Three times within fifteen minutes did he ask in vain for a shelter, and then his courage had oozed out at his fingers’ ends.
“If Pip Smith was here he’d see that there ain’t much milk an’ pie layin’ ’round to be picked up, an’ it begins to look, Snippey, as if we’d better stayed down there by the brook.”
Master Snip growled as if to say that he too believed they had made a mistake in pushing on any farther, and the sun hid his face behind the hills as a warning for young boys and small dogs to get under cover.
Seth was discouraged, and very nearly frightened. He began to fear that he might get himself and Snip into serious trouble by any further efforts at finding a charitably disposed farmer, and after the shadows of night had begun to lengthen until every bush and rock was distorted into some hideous or fantastic shape, he was standing opposite a small barn adjoining a yet smaller dwelling.
No light could be seen from the building; it was as if the place had been deserted, and such a state of affairs seemed more promising to Seth than any he had seen.
“If the people are at home, an’ we ask them to let us stay all night, we’ll be driven away; so s’pose we creep in there, an’ at the first show of mornin’ we’ll be off.

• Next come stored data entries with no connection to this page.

PR #289, opened 2026-06-16
fix(suref-react): defer CardImage cached-load check off the hydration commit

alxjrvs:
## What

`CardImage` detected images that finished loading before React attached its `onLoad` handler (cached / preloaded) via a `useRef` callback that called `setLoaded(true)`. Ref callbacks fire during the commit phase, so this mutated state mid-hydration and desynced the server-rendered markup from the client, forcing a tree regeneration (React #418).

## Change

- Move the cached/preloaded detection into a `useEffect` keyed on the display URL, which runs after the hydration commit instead of during it.
- Defer the `setLoaded(true)` to a `queueMicrotask` so there's no synchronous `setState` in the effect body (satisfies the `react-hooks/set-state-in-effect` lint rule).
- The live-load path (`onLoad` on the ``) is unchanged.

## Notes

- Scoped to a single file; no API or behavior change for the common load path.
- Pre-commit lint/format/test are green.

### DIFF
--- a/packages/suref-react/src/components/shared/CardImage.tsx
+++ b/packages/suref-react/src/components/shared/CardImage.tsx
@@ -1,4 +1,4 @@
-import { useCallback, useRef, useState } from 'react'
+import { useEffect, useRef, useState } from 'react'
 import { cn } from '../../utils/cn'
 
 type CardImageEditable = {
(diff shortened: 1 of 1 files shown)


alxjrvs:
## Code review — ✅ Approve

Low-risk, correctly targets the bug. A ref callback fires during the commit phase, so `setLoaded` there during hydration is what produced React #418. Moving to `useEffect` (which runs after the commit) resolves it.

### Correctness
- ✅ Core fix is sound. The live-load path (`onLoad`) is untouched; only the cached/preloaded detection moved.

### Notes (non-blocking)
- **Rationale nuance:** the comment says the microtask makes the update "land after the hydration commit instead of mutating state during it." That's not quite the reason — `useEffect` *already* runs after hydration completes, so moving to an effect is what fixes #418 on its own. The `queueMicrotask` is really there to satisfy the `react-hooks/set-state-in-effect` lint rule (no synchronous `setState` in an effect body). Code is correct; just the stated "why" conflates the two.
- **Deferred setState after unmount:** if the component unmounts before the microtask runs, `setLoaded` fires on an unmounted component — a silent no-op in React 18+, so harmless.

### Follow-ups (pre-existing, out of scope)
- `loaded` is never reset to `false` when `displayUrl` changes. Swapping to a new image shows it at `opacity: 1` immediately (no fade, brief flash of a not-yet-decoded image) until `onLoad` re-fires. Candidate fix: reset `loaded=false` on `displayUrl` change to restore the fade on image swaps.
- No test covers this hydration-timing regression (awkward to unit-test). Acceptable, but noting the coverage gap.

alxjrvs:
## Follow-up addressed — `loaded` reset on URL change (d2cdd883)

The image-swap fade is now handled. `CardImage` tracks the URL its current `loaded` state belongs to and resets `loaded=false` during render when `displayUrl` changes, so a swapped image fades in (and no longer briefly shows a not-yet-decoded frame at full opacity).

Implementation uses React's render-phase "store previous prop" pattern rather than an effect — it re-renders before commit, so there's no extra paint and no synchronous `setState` in an effect body. Lint / typecheck / 303 package tests green.

One related item left out of scope (separate, pre-existing): `showImage` also isn't reset on a `displayUrl` change, so an image that previously errored (`onError` → `showImage=false`) won't reappear if the URL later changes to a valid one. Happy to fold that in here or track it separately — let me know.

PR #292, opened 2026-06-17
fix(suref-react): drive Legal Starting Pattern badge from data tag

alxjrvs:
## Problem

A lot of patterns were badged as **Legal Starting Pattern** that shouldn't be — e.g. every Gopher pattern (a T2 chassis). Two distinct issues:

1. The badge was **computed** at display time instead of reading the data tag.
2. The underlying `legalStarting` data tags didn't match the source books.

## "Legal Starting" is a source-book data tag

The designation comes verbatim from the Workshop Manual (Core Book): *"This Pattern is a legal Tech 1 build for a starting Mech if you are new to the game."* It is an explicit per-pattern tag, set only where the source book prints that text — never derived from a tech-level/SV rule.

Verified across every source book the chassis data draws from (Core Book / Workshop Manual, Starter Set + all its booklets, False Flag, Rainmaker, We Were Here First, asset-pack booklets): the text appears **only** in the Core Book, marking exactly 5 patterns — Hauler (Mule), Buzzard (Mazona), Leaky (Scrapper), Settler (Spectrum), Shepherd (Thresher).

## Changes

**1. Drive the badge from the data tag** (`suref-react`)
- `isLegalStartingMech` now reads `legalStarting` off the resolved pattern record in `useChassisPatternConfig`.
- Removed the computed `checkLegalStartingMech` helper (wrong mechanism).
- Regression test `legalStartingBadge.test.tsx`: badge shows for a tagged pattern, hidden for an untagged one.

**2. Correct the data** (`salvageunion-reference`)
- Removed 7 `legalStarting` tags with no "Legal Starting Mech" text in their source book: Warrior (Bobcat), Moth (Gatecrasher), 10 Finger (Kelpie), Deerstalker (Pioneer), DronTek (Trooper), Stefanus (Parasite) — all `true` — and Hunchback (Ravager) `false`.
- The 5 Workshop Manual tags remain. Text-level edit; prettier confirms `chassis.json` formatting unchanged.

## Checks

`bun --filter suref-react test` (305 pass), typecheck, lint, knip, and `validate:all` (27 files) all clean.

### DIFF
--- a/packages/salvageunion-reference/data/chassis.json
+++ b/packages/salvageunion-reference/data/chassis.json
@@ -6178,7 +6178,6 @@
     "patterns": [
       {
         "name": "10 Finger Pattern",
-        "legalStarting": true,
         "systems": [
           {
             "name": "Rigging Arm"
@@ -6271,7 +6270,6 @@
     "patterns": [
       {
         "name": "DronTek Pattern",
-        "legalStarting": true,
         "systems": [
           {
             "name": "K4 Rifle"
@@ -6348,7 +6346,6 @@
     "patterns": [
       {
         "name": "Deerstalker Pattern",
-        "legalStarting": true,
         "systems": [
           {
             "name": "Mech Melee Armament"
@@ -6420,7 +6417,6 @@
     "patterns": [
       {
         "name": "Stefanus Pattern",
-        "legalStarting": true,
         "systems": [
           {
             "name": "Needle Missile Pod",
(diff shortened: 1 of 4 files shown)


alxjrvs (commented):
✅ Approving — badge now driven purely by the explicit legalStarting data tag (computed SV-budget check removed); test covers tagged/untagged cases. CI green.

PR #294, opened 2026-06-17
fix(suref-react): surface matching-action stats in resolved data row

alxjrvs:
## Symptom

On the Brawler "Gladiator Pattern" chassis, the **Mech Melee Armament** System rendered an **empty data block** — no Range, Damage, or Traits.

## Root cause

That System carries its stats (Range/Damage/Traits) and its freeform "describe the weapon" choice on a **same-named action** (resolved via the action map), not as a root `datavalues` content block or root `choices`. The freeform choice routes the display through `ReferenceEntityResolvedDataRow` → `resolveChoiceView`, which only reads the **root** datavalues/traits/choices shape (the granted-equipment shape, e.g. the Custom Sniper Rifle). For matching-action systems it therefore resolved an empty row and dropped the action-sourced stats. The data and ORM are correct — this is purely a display-layer bug.

## Fix

In `ReferenceEntityResolvedDataRow`, when the entity has **no root `datavalues` block and no root `choices`**, seed the resolved data row's base stats from the matching action's resolved Range/Damage/Traits (via `getDamage`/`getRange`/`getTraits`) before handing off to `resolveChoiceView`. Granted equipment (own `datavalues` block or root `choices`, e.g. the Custom Sniper Rifle) passes through unchanged.

## Testing

- New regression test `mechMeleeArmamentStats.test.tsx`: asserts Mech Melee Armament renders Damage (SP), Range (Close), and the Melee/Wield traits; and a sibling stat-less matching-action System (Industrial Body Kit) shows **no** spurious Damage/Range.
- `bun --filter suref-react test` — **308 pass, 0 fail** (new test passes; existing `grantedEquipmentDisplay.test.tsx` Custom Sniper Rifle still passes — no regression).
- `bun run typecheck` — pass (all packages, 0 errors).
- `bun run lint` — pass (exit 0).
- `bun run format` — pass (formatting applied).

### DIFF
--- a/packages/suref-react/src/components/referenceEntity/ReferenceEntityDisplay/ReferenceEntityResolvedDataRow.tsx
+++ b/packages/suref-react/src/components/referenceEntity/ReferenceEntityDisplay/ReferenceEntityResolvedDataRow.tsx
@@ -1,5 +1,15 @@
-import type { SURefEntity, SURefObjectDataValue } from 'salvageunion-reference'
-import { getChoices, resolveChoiceView } from 'salvageunion-reference'
+import type {
+  SURefEntity,
+  SURefObjectContentBlock,
+  SURefObjectDataValue,
+} from 'salvageunion-reference'
+import {
+  getChoices,
+  getDamage,
+  getRange,
+  getTraits,
+  resolveChoiceView,
+} from 'salvageunion-reference'
 import { DataValueDisplayView } from '../DataValueDisplayView'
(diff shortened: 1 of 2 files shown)


alxjrvs (commented):
✅ Approving — seeds synthetic datavalues from the matching action's resolved Range/Damage/Traits so matching-action-choice systems (Mech Melee Armament) surface their stats; pass-through for granted equipment is preserved and the negative case is covered by the Industrial Body Kit test. CI green.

It can’t do any harm for us to sleep in a barn when the folks don’t know it.”
The barking of a dog in the distance caused him to decide upon a course of action very quickly, and in the merest fraction of time he was inside the building, groping around the main floor on which had been thrown a sufficient amount of hay to provide a dozen boys with a comfortable bed.
He could hear some animal munching its supper a short distance away, and this sound robbed the gloomy interior of half its imaginary terrors.
Promising himself that he would leave the place before the occupants of the house were stirring next morning, Seth made his bed by burrowing into the hay, and, with Snip nestling close by his side, was soon ready for another nap.
The fugitive had taken many steps during his flight, and, despite the slumber indulged in by the side of the brook, his eyes were soon closed in profound sleep.